=== WHAT TO WORK ON ===
Only the lines that hold "float" should be in the answer, each copied from the data below.

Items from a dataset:
PR #72, opened 2023-01-22
Add r2_score metric

maartenvanvliet:
This PR adds the [R2^2 metric](https://en.wikipedia.org/wiki/Coefficient_of_determination#Relation_to_unexplained_variance) to the Metrics module.

I first named it r_squared but went with r2_score since that's what [sklearn](https://scikit-learn.org/stable/modules/generated/sklearn.metrics.r2_score.html#sklearn.metrics.r2_score) uses.

### DIFF
--- a/lib/scholar/metrics.ex
+++ b/lib/scholar/metrics.ex
@@ -510,6 +510,32 @@ defmodule Scholar.Metrics do
     (diff * diff) |> Nx.mean()
   end
 
+  @doc ~S"""
+  Calculates the $R^2$ score of predictions with respect to targets.
+
+  $$R^2 = 1 - \frac{\sum (y_i - \hat{y}_i)^2}{\sum (y_i - \bar{y})^2}$$
+
+  ## Examples
+
+      iex> y_true = Nx.tensor([3, -0.5, 2, 7], type: {:f, 32})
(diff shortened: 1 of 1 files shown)


msluszniak (changes requested):
Thanks for the PR. I think we can add other parameters to this function like `:sample_weights` and `:force_finite`.

lib/scholar/metrics.ex
```diff
@@ -510,6 +510,32 @@ defmodule Scholar.Metrics do
...
+      iex> y_pred = Nx.tensor([2.5, 0.0, 2, 8], type: {:f, 32})
+      iex> Scholar.Metrics.r2_score(y_true, y_pred)
+      #Nx.Tensor<
+        f32
+        0.9486081600189209
+      >
+  """
+  defn r2_score(y_true, y_pred) do
+    diff = y_true - y_pred
+    ssr = (diff * diff) |> Nx.sum()
```
polvalente, line 530: it seems that `ssr = Scholar.Metrics.Distances.squared_euclidean(y_true, y_pred)` is a more expressive way to write this, and `sst = Scholar.Metrics.Distances.squared_euclidean(y_true, Nx.mean(y_true))` would also work

PR #80, opened 2023-02-18
Update KMeans notebook

msluszniak:
Except for KMeans, I added `Nx.Constants.pi()` and reformat some cells from the Linear Regression notebook.


josevalim:

PR #81, opened 2023-02-23
Add K-Nearest Neighbors

msluszniak:
I need to add tests

### DIFF
--- a/lib/scholar/neighbors/k_nearest_neighbors.ex
+++ b/lib/scholar/neighbors/k_nearest_neighbors.ex
@@ -38,7 +38,8 @@ defmodule Scholar.Neighbors.KNearestNeighbors do
       default: {:minkowski, 2},
       doc: ~S"""
       Name of the metric. Possible values:
-      * `{:minkowski, p}` - Minkowski metric. By changing value of `p` parameter we can set Euclidean, Chebyshev, Manhattan or any arbitrary $L_p$ metric.
+      * `{:minkowski, p}` - Minkowski metric. By changing value of `p` parameter (a positive number or :infinity)
+        we can set Manhattan (1), Euclidean (2), Chebyshev (:infinity), or any arbitrary $L_p$ metric.
 
       * `:cosine` - Cosine metric.
       """
--- a/lib/scholar/neighbors/k_nearest_neighbors.ex
+++ b/lib/scholar/neighbors/k_nearest_neighbors.ex
@@ -1,0 +1,401 @@
+defmodule Scholar.Neighbors.KNearestNeighbors do
+  @moduledoc """
+  The K-Nearest Neighbors.
+  """
+  import Nx.Defn
+  require Nx
+
+  @derive {Nx.Container,
+           keep: [:default_num_neighbors, :weights, :num_classes, :p, :task, :metric],
+           containers: [:data, :labels]}
+  defstruct [:data, :labels, :default_num_neighbors, :weights, :num_classes, :p, :task, :metric]
+
+  opts = [
+    num_neighbors: [
+      type: :pos_integer,
+      default: 5,
+      doc: "The number of neighbors to use by default for `k_neighbors` queries"
+    ],
+    num_classes: [
+      type: :pos_integer,
+      required: true,
+      doc: "Number of classes in provided labels"
+    ],
+    weights: [
+      type: {:in, [:uniform, :distance]},
+      default: :uniform,
+      doc: """
+      Weight function used in prediction. Possible values:
+
+        * `:uniform` - uniform weights. All points in each neighborhood are weighted equally.
+
+        * `:distance` - weight points by the inverse of their distance. in this case, closer neighbors of
+          a query point will have a greater influence than neighbors which are further away.
+      """
+    ],
+    p: [
+      type: {:custom, Scholar.Options, :positive_number, []},
+      default: 2,
+      doc: """
+      Power parameter for the Minkowski metric. When p = 1, this is equivalent
+      to using manhattan_distance ($L_1$), and euclidean_distance ($L_2$) for p = 2.
+      """
+    ],
+    metric: [
+      type: {:in, [:minkowski, :cosine]},
+      default: :minkowski,
+      doc: ~S"""
+      Name of the metric. Possible values:
+      * `:minkowski` - Minkowski metric. By changing value of `:p` parameter we can set Euclidean, Chebyshev, Manhattan or any arbitrary $L_p$ metric.
+
+      * `:cosine` - Cosine metric.
+      """
+    ],
+    task: [
+      type: {:in, [:classification, :regression]},
+      default: :classification,
+      doc: """
+      Task that will be performed using K Nearest Neighbors. Possible values:
+
+      * `:classification` - Classifier implementing the k-nearest neighbors vote.
+
+      * `:regression` - Regression based on K-Nearest Neighbors.
+        The target is predicted by local interpolation of the targets associated of the nearest neighbors in the training set.
+      """
+    ]
+  ]
+
+  @opts_schema NimbleOptions.new!(opts)
+
+  @doc """
+  Fit the K-nearest neighbors classifier from the training data set.
+
+  For classification, provided labels needs to be consecutive natural numbers. If your labels does
+  not meet this condition please use `Scholar.Preprocessing.ordinal_encode`
+
+  Currently 2D labels only supported for regression task.
+
+  ## Options
+
+  #{NimbleOptions.docs(@opts_schema)}
+
+  ## Return Values
+
+    The function returns a struct with the following parameters:
+
+    * `:data` - Training data.
+
+    * `:labels` - Labels of each point.
+
+    * `:default_num_neighbors` - The number of neighbors to use by default for `k_neighbors` queries.
+
+    * `:weights` - Weight function used in prediction.
+
+    * `:num_classes` - Number of classes in provided labels.
+
+  ## Examples
+
+      iex>  Scholar.Neighbors.KNearestNeighbors.fit(Nx.tensor([[1, 2], [2, 4], [1, 3], [2, 5]]), Nx.tensor([1, 0, 1, 1]),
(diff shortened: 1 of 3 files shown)


lib/scholar/neighbors/k_nearest_neighbors.ex
```diff
@@ -0,0 +1,401 @@
...
+    ],
+    metric: [
+      type: {:in, [:minkowski, :cosine]},
+      default: :minkowski,
+      doc: ~S"""
+      Name of the metric. Possible values:
+      * `:minkowski` - Minkowski metric. By changing value of `:p` parameter we can set Euclidean, Chebyshev, Manhattan or any arbitrary $L_p$ metric.
+
+      * `:cosine` - Cosine metric.
+      """
```
josevalim, line 52: What if we merge `metric` and `p`? We could do `metric: :cosine` and `metric: {:minkowski, 1}`?

lib/scholar/neighbors/k_nearest_neighbors.ex
```diff
@@ -0,0 +1,401 @@
...
+
+    * `:default_num_neighbors` - The number of neighbors to use by default for `k_neighbors` queries.
+
+    * `:weights` - Weight function used in prediction.
+
+    * `:num_classes` - Number of classes in provided labels.
+
+  ## Examples
+
+      iex>  Scholar.Neighbors.KNearestNeighbors.fit(Nx.tensor([[1, 2], [2, 4], [1, 3], [2, 5]]), Nx.tensor([1, 0, 1, 1]),
```
josevalim, line 98:
```suggestion
      iex> foo = Nx.tensor([[1, 2], [2, 4], [1, 3], [2, 5]])
      iex>  Scholar.Neighbors.KNearestNeighbors.fit(foo, Nx.tensor([1, 0, 1, 1]),
```

But please give it a better name to the tensor. :D

lib/scholar/neighbors/k_nearest_neighbors.ex
```diff
@@ -0,0 +1,401 @@
...
+
+  Currently 2D labels only supported for regression task.
+
+  ## Options
+
+  #{NimbleOptions.docs(@opts_schema)}
+
+  ## Return Values
+
+    The function returns a struct with the following parameters:
```
josevalim, line 84:
```suggestion
  The function returns a struct with the following parameters:
```

lib/scholar/neighbors/k_nearest_neighbors.ex
```diff
@@ -0,0 +1,401 @@
...
+  Find the K-neighbors of a point.
+
+  ## Return Values
+
+    Returns indices of and distances to the neighbors of each point.
+
+  ## Examples
+
+      iex> model =
+      iex>  Scholar.Neighbors.KNearestNeighbors.fit(Nx.tensor([[1, 2], [2, 4], [1, 3], [2, 5]]), Nx.tensor([1, 0, 1, 1]),
```
josevalim, line 273: Same here, let's define the tensor separately so the code is less overloaded. :)

josevalim (approved):
LGTM! I have only added some minor notes.

Btw, is this a good candidate for a notebook? :)

lib/scholar/neighbors/k_nearest_neighbors.ex
```diff
@@ -0,0 +1,401 @@
...
+      end
+
+    indices =
+      Nx.stack(
+        [Nx.iota(Nx.shape(pred_labels), axis: 0), Nx.take(labels, pred_labels)],
+        axis: -1
+      )
+      |> Nx.flatten(axes: [0, 1])
+
+    proba = Nx.indexed_add(proba, indices, Nx.flatten(weights_vals))
```
polvalente, line 259:
```suggestion
    proba = Nx.indexed_put(proba, indices, Nx.flatten(weights_vals))
```

indexed_put seems a bit more semantic given it's all zeros anyway

polvalente: nevermind this comment :)

lib/scholar/neighbors/k_nearest_neighbors.ex
```diff
@@ -0,0 +1,401 @@
...
+    {tensor, weights, axis} =
+      if axis == 0,
+        do: {Nx.transpose(tensor), Nx.transpose(weights), 1},
+        else: {tensor, weights, axis}
+
+    {num_samples, num_features} = tensor_shape = Nx.shape(tensor)
+
+    indices = Nx.argsort(tensor, axis: axis)
+
+    sorted = Nx.sort(tensor, axis: axis)
```
polvalente, line 351:
```suggestion
    indices = Nx.argsort(tensor, axis: axis)

    sorted = Nx.take_along_axis(tensor, indices, axis: axis)
```

polvalente: This avoids sorting twice

lib/scholar/neighbors/k_nearest_neighbors.ex
```diff
@@ -0,0 +1,401 @@
...
+    counting_indices =
+      [
+        Nx.shape(group_indices)
+        |> Nx.iota(axis: 0)
+        |> Nx.reshape({num_elements, 1}),
+        Nx.reshape(group_indices, {num_elements, 1})
+      ]
+      |> Nx.concatenate(axis: 1)
+
+    to_add = Nx.broadcast(1, {num_elements}) * (weights |> Nx.reshape({:auto}))
```
polvalente, line 379: Isn't this the same as `Nx.flatten(weights)`?

I mean, if the shapes differ anyway, the multiplication won't work as there is no `1`-sized axis in neither tensor for broadcasting, so in the end this is just an element-wise multiplication by 1

msluszniak: Ofc you're right, I will fix that

msluszniak:
> LGTM! I have only added some minor notes.
> 
> Btw, is this a good candidate for a notebook? :)

I think I can try to create a notebook with KNN as a major theme. :)

lib/scholar/neighbors/k_nearest_neighbors.ex
msluszniak: Yes, we could do that. The only thing that convinces me to stay with `:metric` and `:p` separately is that the check with NimbleOptions is simpler for this setup.

josevalim: That's a good point but I think my suggestion has a better user experience and documentation, so please let's go with that!

lib/scholar/options.ex
```diff
@@ -41,4 +41,16 @@ defmodule Scholar.Options do
...
+    if metric == :cosine or
+         (is_tuple(metric) and tuple_size(metric) == 2 and elem(metric, 0) == :minkowski and
+            is_number(elem(metric, 1)) and
+            elem(metric, 1) >= 0) do
+      {:ok, metric}
+    else
+      {:error,
+       "expected metric to be a :cosine or tuple {:minkowski, p} where p is non-negative number, got: #{inspect(metric)}"}
+    end
+  end
```
josevalim, line 55:
```suggestion
  def metric(:cosine), do: :ok
  def metric({:minkowski, p}) when is_integer(p) and p >= 0, do: :ok

  def metric(metric) do
    {:error,
     "expected metric to be a :cosine or tuple {:minkowski, p} where p is non-negative number, got: #{inspect(metric)}"}
  end
```

lib/scholar/neighbors/k_nearest_neighbors.ex
```diff
@@ -0,0 +1,408 @@
...
+        * `:distance` - weight points by the inverse of their distance. in this case, closer neighbors of
+          a query point will have a greater influence than neighbors which are further away.
+      """
+    ],
+    metric: [
+      type: {:custom, Scholar.Options, :metric, []},
+      default: {:minkowski, 2},
+      doc: ~S"""
+      Name of the metric. Possible values:
+      * `{:minkowski, p}` - Minkowski metric. By changing value of `p` parameter we can set Euclidean, Chebyshev, Manhattan or any arbitrary $L_p$ metric.
```
josevalim, line 41:
```suggestion
      Name of the metric. Possible values:

      * `{:minkowski, p}` - Minkowski metric. By changing value of `p` parameter (an integer)
        we can set Manhattan (1), Euclidean (2), Chebyshev, or any arbitrary $L_p$ metric.
```

However, isn't  "Chebyshev" infinity? How would we set it in this case?

josevalim (commented):
Two minor nits and we can ship it!

lib/scholar/neighbors/k_nearest_neighbors.ex
msluszniak: Yeah, we should be able to pass `:inf` as `:p`. In the `Scholar.Metrics.Distance` there is currently an error that computes Chebyshev for p = 0 which is wrong. I will fix this and then change it here as well.

msluszniak: And p is actually not an integer in general, just a positive float. In sklearn it is indeed an integer, but I really don't know why.

josevalim: Ah, got it. So let’s make it a float in the validations and support `:infinity`.

lib/scholar/neighbors/k_nearest_neighbors.ex
```diff
@@ -0,0 +1,409 @@
...
+
+        * `:distance` - weight points by the inverse of their distance. in this case, closer neighbors of
+          a query point will have a greater influence than neighbors which are further away.
+      """
+    ],
+    metric: [
+      type: {:custom, Scholar.Options, :metric, []},
+      default: {:minkowski, 2},
+      doc: ~S"""
+      Name of the metric. Possible values:
```
josevalim, line 40:
```suggestion
      Name of the metric. Possible values:

```

josevalim:

PR #84, opened 2023-03-01
Update args

seanmor5:
I was surprised at the `a` and `b`, I think everything else is `x` and `y`

### DIFF
--- a/lib/scholar/linear/linear_regression.ex
+++ b/lib/scholar/linear/linear_regression.ex
@@ -73,7 +73,7 @@ defmodule Scholar.Linear.LinearRegression do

=== RESULT BELOW ===
msluszniak: And p is actually not an integer in general, just a positive float. In sklearn it is indeed an integer, but I really don't know why.
josevalim: Ah, got it. So let’s make it a float in the validations and support `:infinity`.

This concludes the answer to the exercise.